== Work order ==
Pick each line containing "when" out of the records.

== Material for this exercise ==

_ _ _ _

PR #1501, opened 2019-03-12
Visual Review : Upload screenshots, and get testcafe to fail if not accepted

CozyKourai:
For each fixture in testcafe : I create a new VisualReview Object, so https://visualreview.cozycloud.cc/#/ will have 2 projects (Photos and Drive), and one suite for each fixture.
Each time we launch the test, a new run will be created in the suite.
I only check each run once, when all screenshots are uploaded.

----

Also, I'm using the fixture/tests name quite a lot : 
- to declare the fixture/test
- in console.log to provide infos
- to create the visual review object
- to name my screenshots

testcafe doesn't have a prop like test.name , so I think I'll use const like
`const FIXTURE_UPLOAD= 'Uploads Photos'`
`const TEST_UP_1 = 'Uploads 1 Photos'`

_ _ _ _

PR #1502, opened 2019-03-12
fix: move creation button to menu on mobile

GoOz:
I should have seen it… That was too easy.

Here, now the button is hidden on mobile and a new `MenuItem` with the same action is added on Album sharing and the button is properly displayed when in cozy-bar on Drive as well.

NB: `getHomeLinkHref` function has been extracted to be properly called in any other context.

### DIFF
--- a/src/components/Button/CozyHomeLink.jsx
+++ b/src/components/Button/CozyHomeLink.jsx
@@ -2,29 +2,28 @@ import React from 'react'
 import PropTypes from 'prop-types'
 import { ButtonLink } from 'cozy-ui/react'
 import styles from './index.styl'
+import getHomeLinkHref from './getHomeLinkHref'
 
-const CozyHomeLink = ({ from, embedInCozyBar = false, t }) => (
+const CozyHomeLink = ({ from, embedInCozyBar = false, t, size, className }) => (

_ _ _ _

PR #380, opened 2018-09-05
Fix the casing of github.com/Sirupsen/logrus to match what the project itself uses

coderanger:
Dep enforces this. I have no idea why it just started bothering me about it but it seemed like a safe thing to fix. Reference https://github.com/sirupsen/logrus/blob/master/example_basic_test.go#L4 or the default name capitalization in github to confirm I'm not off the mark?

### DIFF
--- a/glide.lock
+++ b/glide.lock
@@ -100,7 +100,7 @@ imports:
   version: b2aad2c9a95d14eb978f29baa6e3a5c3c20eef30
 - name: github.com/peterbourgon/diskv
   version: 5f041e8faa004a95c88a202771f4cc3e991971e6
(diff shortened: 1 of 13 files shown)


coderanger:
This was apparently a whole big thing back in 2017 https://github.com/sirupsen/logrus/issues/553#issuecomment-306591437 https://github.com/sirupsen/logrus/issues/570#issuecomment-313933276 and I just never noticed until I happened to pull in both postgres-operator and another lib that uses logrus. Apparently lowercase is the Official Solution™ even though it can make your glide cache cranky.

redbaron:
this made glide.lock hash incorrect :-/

_ _ _ _

== Task result ==
I only check each run once, when all screenshots are uploaded.
Here, now the button is hidden on mobile and a new `MenuItem` with the same action is added on Album sharing and the button is properly displayed when in cozy-bar on Drive as well.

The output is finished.